Task goal: Count, in the listing that follows, every line containing the word "parents". Give the number by itself.

Data listing:

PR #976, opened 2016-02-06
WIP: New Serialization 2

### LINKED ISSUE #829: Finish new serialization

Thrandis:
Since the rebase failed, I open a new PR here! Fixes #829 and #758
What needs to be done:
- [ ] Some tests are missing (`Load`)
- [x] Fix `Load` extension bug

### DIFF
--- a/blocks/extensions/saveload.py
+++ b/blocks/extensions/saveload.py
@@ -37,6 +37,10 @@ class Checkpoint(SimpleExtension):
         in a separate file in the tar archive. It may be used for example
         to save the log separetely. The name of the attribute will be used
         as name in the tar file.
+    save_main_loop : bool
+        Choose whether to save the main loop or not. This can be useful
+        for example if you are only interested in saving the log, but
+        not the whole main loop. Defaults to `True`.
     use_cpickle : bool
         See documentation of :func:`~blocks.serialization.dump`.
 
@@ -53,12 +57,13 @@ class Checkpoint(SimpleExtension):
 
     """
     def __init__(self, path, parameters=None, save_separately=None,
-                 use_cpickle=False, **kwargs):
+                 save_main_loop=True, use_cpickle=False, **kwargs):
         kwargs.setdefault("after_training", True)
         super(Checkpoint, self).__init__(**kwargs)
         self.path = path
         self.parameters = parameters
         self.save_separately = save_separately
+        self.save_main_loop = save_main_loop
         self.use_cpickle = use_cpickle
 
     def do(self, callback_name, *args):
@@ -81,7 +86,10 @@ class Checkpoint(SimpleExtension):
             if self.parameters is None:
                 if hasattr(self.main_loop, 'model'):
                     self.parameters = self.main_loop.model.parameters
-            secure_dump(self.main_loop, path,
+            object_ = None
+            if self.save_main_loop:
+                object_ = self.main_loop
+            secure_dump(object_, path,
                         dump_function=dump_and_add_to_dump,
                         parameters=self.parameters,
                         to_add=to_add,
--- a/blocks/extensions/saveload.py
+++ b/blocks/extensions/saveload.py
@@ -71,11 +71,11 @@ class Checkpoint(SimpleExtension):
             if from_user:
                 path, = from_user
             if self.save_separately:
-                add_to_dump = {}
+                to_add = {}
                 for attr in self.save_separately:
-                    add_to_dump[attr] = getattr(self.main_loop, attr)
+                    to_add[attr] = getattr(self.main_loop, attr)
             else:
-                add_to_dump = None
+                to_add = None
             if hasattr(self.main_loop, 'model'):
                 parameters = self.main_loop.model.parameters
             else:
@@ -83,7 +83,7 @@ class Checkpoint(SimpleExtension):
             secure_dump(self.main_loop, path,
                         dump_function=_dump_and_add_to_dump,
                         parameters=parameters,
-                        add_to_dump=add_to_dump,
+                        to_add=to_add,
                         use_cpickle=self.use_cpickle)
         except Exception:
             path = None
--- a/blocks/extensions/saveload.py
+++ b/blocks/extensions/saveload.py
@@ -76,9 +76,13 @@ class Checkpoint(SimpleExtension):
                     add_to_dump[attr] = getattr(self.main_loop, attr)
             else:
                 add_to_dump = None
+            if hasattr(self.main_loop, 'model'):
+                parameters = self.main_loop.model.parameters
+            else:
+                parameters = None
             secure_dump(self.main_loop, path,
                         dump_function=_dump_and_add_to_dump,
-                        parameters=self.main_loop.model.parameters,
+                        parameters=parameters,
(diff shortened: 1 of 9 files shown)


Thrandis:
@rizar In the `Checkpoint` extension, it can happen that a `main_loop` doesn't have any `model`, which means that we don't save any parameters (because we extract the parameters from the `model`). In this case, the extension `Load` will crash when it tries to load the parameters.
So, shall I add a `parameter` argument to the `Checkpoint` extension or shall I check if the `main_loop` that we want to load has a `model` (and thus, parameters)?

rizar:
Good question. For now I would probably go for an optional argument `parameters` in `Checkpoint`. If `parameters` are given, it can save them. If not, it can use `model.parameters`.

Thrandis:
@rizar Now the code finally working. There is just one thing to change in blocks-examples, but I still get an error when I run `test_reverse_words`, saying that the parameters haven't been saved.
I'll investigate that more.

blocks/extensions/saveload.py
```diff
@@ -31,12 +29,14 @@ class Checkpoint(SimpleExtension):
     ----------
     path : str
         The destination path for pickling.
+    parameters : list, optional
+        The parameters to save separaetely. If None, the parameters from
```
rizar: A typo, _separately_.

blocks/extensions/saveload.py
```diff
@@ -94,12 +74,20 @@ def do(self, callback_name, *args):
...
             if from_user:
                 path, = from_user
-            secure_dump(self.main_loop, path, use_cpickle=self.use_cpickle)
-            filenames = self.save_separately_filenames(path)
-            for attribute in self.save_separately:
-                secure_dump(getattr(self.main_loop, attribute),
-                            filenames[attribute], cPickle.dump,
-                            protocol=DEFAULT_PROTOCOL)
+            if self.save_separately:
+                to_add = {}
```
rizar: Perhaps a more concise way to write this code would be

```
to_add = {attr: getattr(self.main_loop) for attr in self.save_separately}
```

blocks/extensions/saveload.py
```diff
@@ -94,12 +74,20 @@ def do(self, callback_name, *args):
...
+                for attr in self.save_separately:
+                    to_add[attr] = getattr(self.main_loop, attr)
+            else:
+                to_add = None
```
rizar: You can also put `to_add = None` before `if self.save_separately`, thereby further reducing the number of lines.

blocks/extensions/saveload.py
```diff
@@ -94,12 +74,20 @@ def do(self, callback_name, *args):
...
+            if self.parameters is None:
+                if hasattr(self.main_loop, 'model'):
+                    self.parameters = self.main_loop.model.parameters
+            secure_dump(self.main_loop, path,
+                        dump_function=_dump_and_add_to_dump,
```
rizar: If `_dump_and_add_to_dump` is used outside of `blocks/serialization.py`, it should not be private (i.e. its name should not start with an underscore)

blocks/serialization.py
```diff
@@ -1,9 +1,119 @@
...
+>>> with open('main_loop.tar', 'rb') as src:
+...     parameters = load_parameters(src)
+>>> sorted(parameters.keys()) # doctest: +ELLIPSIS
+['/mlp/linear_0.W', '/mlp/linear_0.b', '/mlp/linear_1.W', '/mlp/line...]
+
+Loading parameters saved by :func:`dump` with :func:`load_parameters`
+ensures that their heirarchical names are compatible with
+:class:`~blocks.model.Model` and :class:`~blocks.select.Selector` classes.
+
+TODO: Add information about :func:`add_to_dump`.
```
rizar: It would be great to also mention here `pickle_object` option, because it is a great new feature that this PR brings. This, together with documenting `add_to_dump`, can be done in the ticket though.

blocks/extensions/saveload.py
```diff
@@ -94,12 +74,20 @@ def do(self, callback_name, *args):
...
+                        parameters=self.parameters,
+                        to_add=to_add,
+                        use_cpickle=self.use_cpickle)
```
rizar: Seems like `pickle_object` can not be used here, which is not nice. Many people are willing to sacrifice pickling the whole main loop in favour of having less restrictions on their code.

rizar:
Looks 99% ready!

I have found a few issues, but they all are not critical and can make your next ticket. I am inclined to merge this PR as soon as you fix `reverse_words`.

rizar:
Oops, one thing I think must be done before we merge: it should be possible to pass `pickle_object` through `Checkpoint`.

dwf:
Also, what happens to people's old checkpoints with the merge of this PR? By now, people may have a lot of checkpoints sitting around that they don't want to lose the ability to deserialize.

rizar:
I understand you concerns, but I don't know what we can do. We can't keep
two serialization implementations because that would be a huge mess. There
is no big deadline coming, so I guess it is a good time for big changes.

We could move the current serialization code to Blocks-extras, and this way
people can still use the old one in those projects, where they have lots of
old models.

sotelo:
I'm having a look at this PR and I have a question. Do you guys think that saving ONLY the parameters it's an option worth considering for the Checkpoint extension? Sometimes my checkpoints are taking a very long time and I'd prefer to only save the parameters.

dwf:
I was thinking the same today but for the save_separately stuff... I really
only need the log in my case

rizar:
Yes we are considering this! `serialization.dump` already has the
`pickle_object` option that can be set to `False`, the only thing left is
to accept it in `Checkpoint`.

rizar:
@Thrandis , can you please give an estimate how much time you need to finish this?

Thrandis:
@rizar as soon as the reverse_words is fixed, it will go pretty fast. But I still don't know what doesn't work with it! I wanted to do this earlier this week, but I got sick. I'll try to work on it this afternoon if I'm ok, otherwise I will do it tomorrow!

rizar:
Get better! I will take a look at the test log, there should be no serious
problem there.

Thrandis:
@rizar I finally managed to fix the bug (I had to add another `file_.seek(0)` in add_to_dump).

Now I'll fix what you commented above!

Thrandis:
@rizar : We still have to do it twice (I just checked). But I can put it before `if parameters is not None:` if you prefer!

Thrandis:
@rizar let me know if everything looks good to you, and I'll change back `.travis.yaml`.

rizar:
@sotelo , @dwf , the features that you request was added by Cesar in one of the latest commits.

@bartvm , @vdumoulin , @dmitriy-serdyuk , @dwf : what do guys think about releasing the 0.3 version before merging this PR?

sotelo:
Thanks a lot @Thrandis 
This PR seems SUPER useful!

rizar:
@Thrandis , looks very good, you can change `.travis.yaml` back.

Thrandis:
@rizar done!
==
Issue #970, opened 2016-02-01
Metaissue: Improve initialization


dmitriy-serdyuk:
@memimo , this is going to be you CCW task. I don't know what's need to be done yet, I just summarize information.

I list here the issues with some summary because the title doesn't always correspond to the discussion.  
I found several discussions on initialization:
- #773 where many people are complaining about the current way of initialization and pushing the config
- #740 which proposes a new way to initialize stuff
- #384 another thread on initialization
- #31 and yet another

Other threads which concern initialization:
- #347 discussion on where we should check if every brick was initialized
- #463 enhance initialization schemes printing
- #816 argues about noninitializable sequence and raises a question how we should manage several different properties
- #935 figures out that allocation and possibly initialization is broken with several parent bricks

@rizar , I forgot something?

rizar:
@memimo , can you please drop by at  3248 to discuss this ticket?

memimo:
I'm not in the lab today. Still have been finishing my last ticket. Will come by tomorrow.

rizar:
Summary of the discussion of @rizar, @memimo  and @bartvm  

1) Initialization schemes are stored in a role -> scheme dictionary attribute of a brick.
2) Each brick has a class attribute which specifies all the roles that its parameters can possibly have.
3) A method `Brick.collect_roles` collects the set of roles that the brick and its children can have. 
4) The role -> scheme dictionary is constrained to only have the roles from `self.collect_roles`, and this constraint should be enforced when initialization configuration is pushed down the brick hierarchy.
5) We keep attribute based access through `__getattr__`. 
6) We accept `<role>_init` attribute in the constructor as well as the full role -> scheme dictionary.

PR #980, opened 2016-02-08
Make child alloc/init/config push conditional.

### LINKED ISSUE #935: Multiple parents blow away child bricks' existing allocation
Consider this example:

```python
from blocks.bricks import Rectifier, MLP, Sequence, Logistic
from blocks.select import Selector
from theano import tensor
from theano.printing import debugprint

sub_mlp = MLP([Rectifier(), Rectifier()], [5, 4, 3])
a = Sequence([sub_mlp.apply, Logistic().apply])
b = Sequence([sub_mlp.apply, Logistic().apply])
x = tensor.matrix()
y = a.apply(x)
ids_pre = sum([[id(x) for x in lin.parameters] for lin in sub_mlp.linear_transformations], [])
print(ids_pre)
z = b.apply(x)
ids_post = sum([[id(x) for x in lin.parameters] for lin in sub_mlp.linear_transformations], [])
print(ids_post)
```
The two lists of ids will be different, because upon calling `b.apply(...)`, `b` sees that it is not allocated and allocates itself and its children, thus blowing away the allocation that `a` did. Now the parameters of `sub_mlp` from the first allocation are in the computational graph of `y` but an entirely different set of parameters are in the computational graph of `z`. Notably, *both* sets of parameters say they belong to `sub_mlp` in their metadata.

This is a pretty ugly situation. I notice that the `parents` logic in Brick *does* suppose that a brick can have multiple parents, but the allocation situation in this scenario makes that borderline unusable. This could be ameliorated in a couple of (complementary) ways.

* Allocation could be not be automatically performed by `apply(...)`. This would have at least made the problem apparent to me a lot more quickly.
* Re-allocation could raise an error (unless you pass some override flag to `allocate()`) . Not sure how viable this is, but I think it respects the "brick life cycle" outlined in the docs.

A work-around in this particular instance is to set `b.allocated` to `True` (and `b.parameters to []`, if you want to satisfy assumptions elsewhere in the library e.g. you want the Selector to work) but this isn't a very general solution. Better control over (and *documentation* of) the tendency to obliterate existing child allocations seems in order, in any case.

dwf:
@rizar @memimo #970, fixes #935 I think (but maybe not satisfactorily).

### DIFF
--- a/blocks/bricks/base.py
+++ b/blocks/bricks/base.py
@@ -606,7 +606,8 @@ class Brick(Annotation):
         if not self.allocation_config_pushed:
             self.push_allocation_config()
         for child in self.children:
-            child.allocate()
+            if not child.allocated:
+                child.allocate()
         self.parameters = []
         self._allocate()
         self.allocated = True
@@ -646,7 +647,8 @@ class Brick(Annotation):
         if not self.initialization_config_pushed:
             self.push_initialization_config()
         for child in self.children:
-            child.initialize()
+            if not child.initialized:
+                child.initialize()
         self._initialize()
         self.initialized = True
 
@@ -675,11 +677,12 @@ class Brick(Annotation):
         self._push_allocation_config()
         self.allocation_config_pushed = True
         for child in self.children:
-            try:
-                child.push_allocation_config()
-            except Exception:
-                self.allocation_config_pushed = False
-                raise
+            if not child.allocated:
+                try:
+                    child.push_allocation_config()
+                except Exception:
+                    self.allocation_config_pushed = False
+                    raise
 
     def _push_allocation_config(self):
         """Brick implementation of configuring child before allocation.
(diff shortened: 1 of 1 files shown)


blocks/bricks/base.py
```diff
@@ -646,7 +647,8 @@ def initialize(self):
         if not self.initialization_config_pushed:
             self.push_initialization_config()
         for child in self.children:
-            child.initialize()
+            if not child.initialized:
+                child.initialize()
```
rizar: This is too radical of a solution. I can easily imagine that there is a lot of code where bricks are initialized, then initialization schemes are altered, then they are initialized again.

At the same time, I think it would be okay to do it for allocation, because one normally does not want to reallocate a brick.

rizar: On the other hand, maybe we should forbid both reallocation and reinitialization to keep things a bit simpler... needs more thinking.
* * *
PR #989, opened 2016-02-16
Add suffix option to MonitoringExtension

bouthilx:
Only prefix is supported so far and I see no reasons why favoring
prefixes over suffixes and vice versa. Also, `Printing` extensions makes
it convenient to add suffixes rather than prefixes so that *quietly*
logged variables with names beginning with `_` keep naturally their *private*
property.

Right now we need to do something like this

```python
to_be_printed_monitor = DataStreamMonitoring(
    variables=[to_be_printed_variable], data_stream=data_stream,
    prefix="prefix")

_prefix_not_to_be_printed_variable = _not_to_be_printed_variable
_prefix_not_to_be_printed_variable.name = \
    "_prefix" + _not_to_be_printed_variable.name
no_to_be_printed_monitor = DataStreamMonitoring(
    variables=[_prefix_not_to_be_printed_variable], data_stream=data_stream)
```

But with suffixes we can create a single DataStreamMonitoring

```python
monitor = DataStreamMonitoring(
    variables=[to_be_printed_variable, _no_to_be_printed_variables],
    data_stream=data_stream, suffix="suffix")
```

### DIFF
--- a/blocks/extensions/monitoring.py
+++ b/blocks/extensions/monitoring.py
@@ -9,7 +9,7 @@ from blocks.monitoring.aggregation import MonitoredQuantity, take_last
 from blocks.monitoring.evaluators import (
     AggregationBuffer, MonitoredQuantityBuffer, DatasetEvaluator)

Response to this task: 2